Problem statement:
Comb the records below for the string "sure" and copy each line where it turns up.

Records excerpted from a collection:
···

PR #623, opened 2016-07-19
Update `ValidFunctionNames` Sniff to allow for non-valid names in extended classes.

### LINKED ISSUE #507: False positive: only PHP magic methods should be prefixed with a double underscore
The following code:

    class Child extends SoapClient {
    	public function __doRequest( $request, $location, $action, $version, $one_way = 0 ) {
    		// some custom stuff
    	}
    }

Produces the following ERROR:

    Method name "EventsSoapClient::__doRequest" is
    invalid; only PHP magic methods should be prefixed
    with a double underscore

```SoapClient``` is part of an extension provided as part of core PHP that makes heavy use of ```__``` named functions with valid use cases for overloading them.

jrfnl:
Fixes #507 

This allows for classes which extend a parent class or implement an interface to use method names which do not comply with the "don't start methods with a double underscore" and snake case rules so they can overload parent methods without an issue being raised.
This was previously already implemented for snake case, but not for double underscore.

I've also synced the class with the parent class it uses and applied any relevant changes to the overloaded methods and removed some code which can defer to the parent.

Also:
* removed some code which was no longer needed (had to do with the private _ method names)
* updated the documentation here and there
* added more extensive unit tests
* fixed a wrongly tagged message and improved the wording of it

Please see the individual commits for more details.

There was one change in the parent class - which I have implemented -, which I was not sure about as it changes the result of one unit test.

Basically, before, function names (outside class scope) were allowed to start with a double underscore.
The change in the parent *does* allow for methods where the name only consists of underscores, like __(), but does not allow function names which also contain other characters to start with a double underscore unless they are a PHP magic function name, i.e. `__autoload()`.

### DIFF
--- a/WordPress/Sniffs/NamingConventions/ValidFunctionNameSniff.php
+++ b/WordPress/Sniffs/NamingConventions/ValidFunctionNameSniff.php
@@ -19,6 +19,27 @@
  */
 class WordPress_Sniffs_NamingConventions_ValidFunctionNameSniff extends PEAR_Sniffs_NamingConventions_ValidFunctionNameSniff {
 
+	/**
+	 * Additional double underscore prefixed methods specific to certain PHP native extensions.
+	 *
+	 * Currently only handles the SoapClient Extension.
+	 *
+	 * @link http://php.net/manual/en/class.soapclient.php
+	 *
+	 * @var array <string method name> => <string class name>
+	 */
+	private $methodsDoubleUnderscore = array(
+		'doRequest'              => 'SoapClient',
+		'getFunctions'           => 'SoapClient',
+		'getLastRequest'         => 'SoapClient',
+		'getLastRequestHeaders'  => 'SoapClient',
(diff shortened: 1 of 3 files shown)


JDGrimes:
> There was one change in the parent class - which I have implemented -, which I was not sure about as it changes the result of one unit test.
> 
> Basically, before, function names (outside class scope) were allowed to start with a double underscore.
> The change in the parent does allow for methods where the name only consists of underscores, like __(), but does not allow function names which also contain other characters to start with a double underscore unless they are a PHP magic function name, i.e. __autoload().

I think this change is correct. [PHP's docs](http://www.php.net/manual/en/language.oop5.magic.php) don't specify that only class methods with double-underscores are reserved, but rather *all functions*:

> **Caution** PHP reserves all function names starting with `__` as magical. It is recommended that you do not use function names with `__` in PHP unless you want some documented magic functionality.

···

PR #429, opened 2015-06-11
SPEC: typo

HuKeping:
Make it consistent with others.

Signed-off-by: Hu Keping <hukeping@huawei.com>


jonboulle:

···

Finished exercise:
There was one change in the parent class - which I have implemented -, which I was not sure about as it changes the result of one unit test.
> There was one change in the parent class - which I have implemented -, which I was not sure about as it changes the result of one unit test.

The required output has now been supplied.